In order to solve this problem you need to know what force is acting upon them... First, let's define some variables.

M1 = Mass #1
M2 = Mass #2
F1 = Force acting upon Mass #1
F1 = Force acting upon Mass #2
d = Distance between masses
G = Gravitational Constant = 6.674 * 10^(-11) N(m/kg)^2

F1 = F2 = G* (M1*M2)/(d^2)

So -

F1 = F2 = (6.674 * 10^(-11) N(m/kg)^2) * (1 kg)(1kg)/(10 m)^2

F1 = F2 = 6.674 * 10^(-13) N

Using this we can determine their acceleration by F= ma -or rather- a = F/M

a1 = a2 = F/M = (6.674 * 10(-13) N)/(1kg) = 6.674 * 10(-13) m/s^2

Since we know they have equal masses and they have equal forces acting upon them, the two will meet in the middle at 5 m. In order to determine how long it takes them to meet, we need to use the following equation...

distance = (1/2) a*t^2

solving for t...

t = (2d/a)^1/2

substituting....

t = ( (2 * 5m)/(6.674 * 10(-13) m/s^2) )^1/2

Answer:

t = 3870854.96 seconds (or about 45 days)
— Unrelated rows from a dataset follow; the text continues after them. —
PR #16749, opened 2022-11-30
Chore/add background controller

cryptotavares:
## Explanation
This PR aims to refactor the `background.js` and make it more modular. Currently `background.js` follows a module pattern, and although modules are great for a number of things (reusability, encapsulation, etc etc), they lack extensibility.

### Why is extensibility important on background.js?
If we assume that background.js responsibility is to initialise the extension background script, then extensibility should not be an issue. However, currently it is much more than that. It also includes all business logic responsible for:
* initialising the MetaMask controller
* triggering the extension UI
* monitoring if the popup is open, if a notification is open, etc
* persisting state
* updating the UI badge
* triggering the popup
* etc..

In order to provide better interoperability between different MetaMask platforms, we should aim to reuse the same business logic whenever possible (some controllers are already being used on other platforms). The best way to re-use the Extension business logic, without being hooked to its initialisation is by refactoring `background.js` and make it extensible.

**Proposed solution:**
Create a background controller to replace the `setupController` from `background.js` and all its related methods. This should be extensible and allow any other platform to pick it up, extend and re-use as they see fit. By making it a Class anyone can extend it and cherry pick which logic they want to override/add, and use on the `init` method.

**Use case:**
The current use case is the desktop app... but any other app that might want to re-use the Extension business logic is a fair candidate.

Besides all of the above, IMO, the proposed refactor simplifies the code and makes it easier to read.

## Pre-merge author checklist

- [ ] I've clearly explained:


cryptotavares:

app/scripts/background-controller.js
```diff
@@ -0,0 +1,556 @@
...
+      label = String(count);
+    }
+    // browserAction has been replaced by action in MV3
+    if (isManifestV3) {
+      browser.action.setBadgeText({ text: label });
+      browser.action.setBadgeBackgroundColor({ color: '#037DD6' });
+    } else {
+      browser.browserAction.setBadgeText({ text: label });
+      browser.browserAction.setBadgeBackgroundColor({ color: '#037DD6' });
+    }
```
legobeat, line 413: non-functional refactor:
```suggestion
    const count = this.getUnapprovedTransactionCount();
    const label = String(count || '');

    // browserAction has been replaced by action in MV3
    const action = isManifestV3 
      ? browser.action
      : browser.browserAction;

    action.setBadgeText({ text: label });
    action.setBadgeBackgroundColor({ color: '#037DD6' });
```

app/scripts/background-controller.js
```diff
@@ -0,0 +1,556 @@
...
+        const tabId = remotePort.sender.tab.id;
+        const url = new URL(remotePort.sender.url);
+        const { origin } = url;
+
+        remotePort.onMessage.addListener((msg) => {
+          this.remotePortOnMessageRequestAccountsCb(msg, origin, tabId);
+        });
+      }
+      this.connectExternal(remotePort);
+    }
```
legobeat, line 354: I think reduced nesting makes this more clear?

```suggestion
      switch (processName) {
        case ENVIRONMENT_TYPE_POPUP:
          this.popupIsOpen = true;
          endOfStream(portStream, this.endStreamPopUpCb);
          return;
        case ENVIRONMENT_TYPE_NOTIFICATION:
          this.notificationIsOpen = true;
          endOfStream(portStream, this.endStreamNotificationCb);
          return;
        case ENVIRONMENT_TYPE_FULLSCREEN:
          const tabId = remotePort.sender.tab.id;
          this.openMetamaskTabsIDs[tabId] = true;
          endOfStream(portStream, () => {
            this.endStreamFullScreenCb(tabId);
          });
          return;
        default:
          return;
      }
    }
    if (
      senderUrl?.origin === this.phishingPageUrl.origin &&
      senderUrl.pathname === this.phishingPageUrl.pathname
    ) {
      const portStream = new PortStream(remotePort);
      this.controller.setupPhishingCommunication({
        connectionStream: portStream,
      });
      return;
    }
    if (remotePort?.sender.tab && remotePort.sender.url) {
      const tabId = remotePort.sender.tab.id;
      const url = new URL(remotePort.sender.url);
      const { origin } = url;
      remotePort.onMessage.addListener((msg) => {
        this.remotePortOnMessageRequestAccountsCb(msg, origin, tabId);
      });
    }
    this.connectExternal(remotePort);
```

app/scripts/background-controller.js
```diff
@@ -0,0 +1,556 @@
...
+      (isVivaldi || !this.popupIsOpen) &&
+      !currentlyActiveMetamaskTab
+    ) {
+      this.uiIsTriggering = true;
+      try {
+        await this.notificationManager.showPopup();
+      } finally {
+        this.uiIsTriggering = false;
+      }
+    }
```
legobeat, line 538:
```suggestion
    if (this.uiIsTriggering || currentlyActiveMetamaskTab || this.popupIsOpen) {
      return;
    }
    // Vivaldi is not closing port connection on popup close, so popupIsOpen does not work correctly
    // To be reviewed in the future if this behaviour is fixed - also the way we determine isVivaldi variable might change at some point
    const isVivaldi =
      tabs.length > 0 &&
      tabs[0].extData?.includes(vivaldi_tab');
    if (isVivaldi) {
      this.uiIsTriggering = true;
      try {
        await this.notificationManager.showPopup();
      } finally {
        this.uiIsTriggering = false;
      }
    }
```

legobeat (commented):
some style / modernization suggestions since that is mentioned as a goal in the description.

cryptotavares:
> some style / modernization suggestions since that is mentioned as a goal in the description.

@legobeat we can definitely modernise the underlying code. Although this PR aimed for a more structural refactor without changing the underling logic in order to make reviewing it much easier.

My suggestion would be to:
* keep this PR as is -> goal is to refactor the background.js and the within `setupController` method. Transform the `setupController` method into `backgroundController` class, making it more extendable. We should not update the underling code, so that the PR is easy to review (as most methods were just moved around with minimum to no code changes)
* subsequent PR to actual bring the code within the background controller to a more up to date standard.

what do you think about approaching it this way?

legobeat:
@cryptotavares sounds reasonable - keeps changes easier to follow.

Helicoid and Brian are correct. The above is wrong. The problem is more difficult.... Sorry for my error.

I have a tiny bit of experience with ode's heres an idea
x'' = 2*G / (R - 2*x)^2 from brians answer
Integrate
x' = 2*G(integral(1/((R-2x)^2)dx
Since x'=v
And d=vt or t=d/v
Then t=d/( 2*G(integral(1/((R-2x)^2)dx)
/d=5 R=10
//x =??? I think you do a definite integral over the five meters but ima little confused...

Actually mike is incorrect. You cannot use a constant value for force in this problem. Since force depends on distance, the force between the objects will change as the objects move closer.